Another case of complete disconnect from reality. Many tradesmen use their own personal vehicles. If you want to call it a 'company car' because the commute involves transport of professional tools, then go ahead and play that semantic game.
>And yes, Steve is a representative buyer of big trucks these days. Actual working professionals want to be able to actually see where they're going, so they buy vehicles with short frontends and high capacity, like the Ford Transit.
Something you're so intimately familiar with, that you totally overlooked that there actually are reasons 'anyone should need to use a personal car for commuting inside urban areas.'
>Steve the Office Manager doesn't need a 2.5 ton pickup truck with a 6-foot-tall frontend that needs a forward-facing camera because the visibility is so shit that there's no way to avoid splattering all of the children on the 2 mile trip through populated neighborhoods between his house and office.
And you probably don't need to have your heat set past 50 degrees in winter or 90 degrees in summer, but I bet you use more energy than you need, helping destroy the environment and kill off animals. You don't need to buy lots of things, but won't someone THINK of the splattered CHILDREN!!!
>A Edwards poll of Pickup owners in 2018 showed that 75% have never hauled anything, and 70% use the bed less than once a year (ie, never). The sales numbers bear this out as well, pickups with actual usable bed space are very unpopular, almost all the units that are sold have crew cabs, with about as much room in the back for hauling as a minivan with the bench down.
The change in pick-up trucks to be massive oversized behemoths including those with large cabs is the result of mental illness of those passing CAFE standards which made it effectively illegal to produce a small efficient truck.
A personally owned vehicle used to commute your tools to work could semantically call a 'professional vehicle' if you want to play games, but it's still commuting with your personal vehicle.

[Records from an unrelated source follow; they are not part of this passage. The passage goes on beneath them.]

PR #175, opened 2023-05-22
Expose residuals in WavelengthCalibration1D

cshanahan1:
Add ``fit_residuals`` attribute to ``WavelengthCalibration1D``. These are computed by evaluating the model after the fit is performed, which is done when ``apply_to_spectrum`` is called.

(Closes JDAT-3405)

### DIFF
--- a/specreduce/tests/test_wavelength_calibration.py
+++ b/specreduce/tests/test_wavelength_calibration.py
@@ -1,4 +1,5 @@
 from numpy.testing import assert_allclose
+import numpy as np
 import pytest
 
 from astropy.table import QTable
@@ -83,3 +84,30 @@ def test_expected_errors(spec1d):
 
     with pytest.raises(ValueError, match="specify at least one"):
         WavelengthCalibration1D(spec1d, line_pixels=centers)
+
+
+def test_fit_residuals(spec1d):
+    # test that fit residuals are all 0 when input is perfectly linear and model
+    # is a linear model
+
+    centers = np.array([0, 10, 20, 30])
+    w = (0.5 * centers + 2) * u.AA
+    test = WavelengthCalibration1D(spec1d, line_pixels=centers,
+                                   line_wavelengths=w)
+
+    test.apply_to_spectrum(spec1d)  # have to apply for residuals to be computed
+
+    assert_quantity_allclose(test.fit_residuals, 0.*u.AA, atol=1e-07*u.AA)
+
+
+def test_fit_residuals_access(spec1d):
+    # make sure that accessing fit_residuals fails if .wcs hasn't been accessed
+    # yet, which is the property that performs the fit. ``apply_to_spectrum``
+    # also accesses .wcs, so if this is run fit_residuals will be available as well
+
+    centers = np.array([0, 10, 20, 30])
+    w = (0.5 * centers + 2) * u.AA
+    test = WavelengthCalibration1D(spec1d, line_pixels=centers,
+                                   line_wavelengths=w)
+    with pytest.raises(ValueError):
+        test.fit_residuals
--- a/specreduce/tests/test_wavelength_calibration.py
+++ b/specreduce/tests/test_wavelength_calibration.py
@@ -109,5 +109,8 @@ def test_fit_residuals_access(spec1d):
     w = (0.5 * centers + 2) * u.AA
     test = WavelengthCalibration1D(spec1d, line_pixels=centers,
                                    line_wavelengths=w)
-    with pytest.raises(ValueError):
+    expected_msg = ('Fit residuals are only available after the new WCS is'
+                    ' fit - this can be done by accessing the ``.wcs`` attribute,'
+                    ' or by calling the ``.apply_to_spectrum`` method.')
+    with pytest.raises(ValueError, match=expected_msg):
         test.fit_residuals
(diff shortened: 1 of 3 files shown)


specreduce/wavelength_calibration.py
```diff
@@ -191,6 +191,10 @@ def model(self, new_model):
         self._clear_cache()
         self._model = new_model
 
+    @property
+    def fit_residuals(self):
+        return self._fit_resids
```
kecnry, line 196: should `_fit_resids` be initialized to `None` in the `__init__` to avoid an error when accessing this before calling `apply_to_spectrum`?  Should that case raise a useful error stating that `apply_to_spectrum` needs to be called first?

specreduce/wavelength_calibration.py
```diff
@@ -209,6 +213,9 @@ def wcs(self):
         # Fit the model
         self._model = fitter(self._model, x, y)
 
+        # Get the fit residuals by evaulating model
+        self._fit_resids = y - self._model(x)
```
kecnry, line 217: I wonder if this should just be its own cached property so that it knows to clear when the model is manually changed by the user and to save a (small) bit of time when applying to a spectrum but not requesting residuals?

specreduce/wavelength_calibration.py
```diff
@@ -191,6 +191,10 @@ def model(self, new_model):
         self._clear_cache()
         self._model = new_model
 
+    @property
+    def fit_residuals(self):
```
kecnry, line 195: probably should have a docstring to explain what this is and that its only available after calling `apply_to_spectrum`.

specreduce/wavelength_calibration.py
cshanahan1: My thought was that if it was not initialized, it WOULD raise an error if apply_to_spectrum wasn't run first.

I could do it this way - initialize it to None, have a check in the getter that if fit_residuals is None, raise a more informative error. Do you prefer that approach?

kecnry: Yes, but the error will seem cryptic to the user (just something like "WavelengthCalibration object has no attribute _fit_resids").  I think either what you suggest or the cached_property could both catch the error and suggest to the user what needs to be done from their end.

specreduce/wavelength_calibration.py
cshanahan1: done

specreduce/wavelength_calibration.py
cshanahan1: done

specreduce/wavelength_calibration.py
cshanahan1: oh actually, it would be accessible after calling either .wcs or .apply_to_spectrum. the fit is done in .wcs.

specreduce/wavelength_calibration.py
cshanahan1: i also added a test to make sure this error is raised when this happens

kecnry: would checking for `self._model is None` for the error get around the need to set `_fit_resids` to False?

specreduce/tests/test_wavelength_calibration.py
```diff
@@ -83,3 +84,30 @@ def test_expected_errors(spec1d):
...
+def test_fit_residuals_access(spec1d):
+    # make sure that accessing fit_residuals fails if .wcs hasn't been accessed
+    # yet, which is the property that performs the fit. ``apply_to_spectrum``
+    # also accesses .wcs, so if this is run fit_residuals will be available as well
+
+    centers = np.array([0, 10, 20, 30])
+    w = (0.5 * centers + 2) * u.AA
+    test = WavelengthCalibration1D(spec1d, line_pixels=centers,
+                                   line_wavelengths=w)
+    with pytest.raises(ValueError):
```
rosteen, line 112: I think we generally use `match="some text"` in the `pytest.raises` call to make sure that the specific error being raised is the one we expect, in case some other error starts happening at some point.

rosteen (commented):
One minor suggestion to use `match` in the error test, other than that it looks good. I don't love the `None` vs `False` distinction to check to see if the residuals are available, but I also don't know that there's a better way to do it...can't check to see if `wcs` is `None` because that would just force the model to fit 😅 .

specreduce/wavelength_calibration.py
cshanahan1: no, because both ._model and .model will always exist (default is a linear model), just not fit if .wcs isn't accessed.

specreduce/tests/test_wavelength_calibration.py
cshanahan1: done!

rosteen (approved):
LGTM, thanks!

cshanahan1:
and yeah, regarding comments on how to raise an error when fit_residuals is accessed with .wcs never being run - we can't check if _fit_resids is None (which is what its initialized to) because that would also fail upon the first time computing residuals. there needs to be some switch flipped by .wcs to indicate that residuals can now be fit, so i can either do what i did or make a new private attribute

kecnry (approved):
As discussed offline, avoiding the `_fit_resids = False` and needing to call `wcs` or `apply_to_spectrum` _before_ `fit_residuals` will likely result in a slight change in behavior to how successful calls will act, so I'll open that as a follow-up PR for discussion after this is merged (since this accomplishes the immediate goals).  Thanks @cshanahan1!

cshanahan1:
im gonna merge this now since it has two approvals. thanks!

And at the end of the day, are you really willing to strip people of the freedom to drive through an urban area?
People who "just want to feel in control" are, essentially, externalising the cost of their choices while having better options available to them. There's not an upside for anyone.

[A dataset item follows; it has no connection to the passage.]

PR #176, opened 2023-05-24
store the fitted_model as its own cached_property

kecnry:
As a follow-up to #175, this refactors the code slightly so that it is not necessary to call `cal.wcs` or `cal.appy_to_spectrum` before calling `cal.residuals` (and also does some renaming from `fit_residuals` > `residuals` and `model` > `input_model`).  This also separates the _input_ `cal.input_model` from the _output_ `cal.fitted_model` and therefore slightly changes the behavior if calling successive fits on the same calibration object.  If you want to "pick up where you left off", you could now do something like:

Whereas people who need to drive, where work couldn't be done at all if they didn't, would actually be more efficient if they had clearer roads to get around on. It would save them fuel costs and time.
Really though, I sense that your argument isn't in good faith. A nuanced look at this can easily see that some activities in a city require a vehicle to add value, and others don't. Lumping the two together and citing freedom (to externalise the cost of your choices on to others) is a little like using tradespeople as human shields.
Yes, for exactly the same reason as I'm willing to strip people of the freedom to practice shooting at elementary schools.
The winter temperature extreme in NYC is around -16F, not idling until the engine block warms would be a problem for most vehicles.
Today they aren’t as popular as they used to be, modern cars usually have no problem starting anyway. And most people are lazy to plug a cable so instead use the cars built in pre-conditioner, which sadly also burns diesel and smells even worse than when combusted through the engine.
More modern cars can also utilize the EV charger for this purpose. Another reason why hybrid or EVs are superior to diesel in the city.
So, GTFO with your need to warm up your engine for half an hour.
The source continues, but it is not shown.